PR #10, opened 2021-07-15
Fix nonce & tombstone message + query

arj03:
Bundled two changes into 1 PR. Sorry ;)

The nonce is the recent change to just embed it directly as a buffer since we have a binary format and the second I stumbled upon where the tombstone message was incorrect.

### DIFF
--- a/messages.js
+++ b/messages.js
@@ -1,6 +1,6 @@
 const crypto = require('crypto')
 const bb = require('ssb-bendy-butt')
-const { author, and, type } = require('ssb-db2/operators')
+const { author, and, type, slowEqual } = require('ssb-db2/operators')
 const keys = require('./keys')
 
 // FIXME: define and use json schema
@@ -36,13 +36,13 @@ exports.init = function (sbot) {
     return msgVal
   }
 
-  function getBase64Nonce() {
-    return crypto.randomBytes(32).toString('base64')
+  function getNonce() {
+    return crypto.randomBytes(32)
   }
 
   return {
     addExistingFeed(metafeedKeys, previous, feedpurpose, feedKeys, metadata) {
-      const nonce = getBase64Nonce()
+      const nonce = getNonce()
       return add(feedpurpose, nonce, previous, feedKeys, metafeedKeys, metadata)
     },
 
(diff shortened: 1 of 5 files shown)


arj03:
Will do a few more modification before this is ready

messages.js
```diff
@@ -49,20 +49,24 @@ exports.init = function(sbot) {
...
-      let query = and(author(metafeedKeys.id), type('metafeed/add'))
+      let query = and(
+        author(metafeedKeys.id),
+        type('metafeed/add')
+      )
 
       // FIXME: getJITDB() is not a public API
       sbot.db.getJITDB().all(query, 0, false, false, (err, results) => {
         if (err) return cb(err)
+        results = results.filter(x => x.value.content.subfeed === feedKeys.id)
```
arj03, line 60: In a way it would be great if we had a simple operator in jitdb like slowEqual that we could use for this kind of filter where we have 90% of the query covered by indexes already.

messages.js
```diff
@@ -26,19 +26,19 @@ exports.init = function(sbot) {
                      previous ? previous.value.sequence+1 : 1, +new Date())
   }
 
-  function getBase64Nonce() {
-    return crypto.randomBytes(32).toString('base64')
+  function getNonce() {
+    return crypto.randomBytes(32)
```
staltz, line 30: Isn't it a problem to *encode* Buffers into BFE if we can't *decode* them out? https://github.com/ssb-ngi-pointer/ssb-bfe/blob/158c75b827804f2316019e476f03c033130c18f2/index.js#L223

arj03: Ahh, this is running against an ooold version of db2. Hmm

staltz:
We spoke on a call that this PR should be rebased onto another branch (in my local env) that updates ssb-bendy-butt and db2. So let's draft this one for now. I can do the rebasing later.

staltz:
Tests in CI fail randomly. Once I ran and it failed with node 16.x, the second ran it failed with node 12.x but passed with 16.x.

I'll take that as a sign of a race condition somewhere, unrelated to this PR. Merging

* * * *

■ TASK DETAILS
Going from the line that has "staltz, line 30: Isn't" through the last line of the entries, retype each line exactly as given and add nothing.

■ EXPECTED OUTPUT
staltz, line 30: Isn't it a problem to *encode* Buffers into BFE if we can't *decode* them out? https://github.com/ssb-ngi-pointer/ssb-bfe/blob/158c75b827804f2316019e476f03c033130c18f2/index.js#L223

arj03: Ahh, this is running against an ooold version of db2. Hmm

staltz:
We spoke on a call that this PR should be rebased onto another branch (in my local env) that updates ssb-bendy-butt and db2. So let's draft this one for now. I can do the rebasing later.

staltz:
Tests in CI fail randomly. Once I ran and it failed with node 16.x, the second ran it failed with node 12.x but passed with 16.x.

I'll take that as a sign of a race condition somewhere, unrelated to this PR. Merging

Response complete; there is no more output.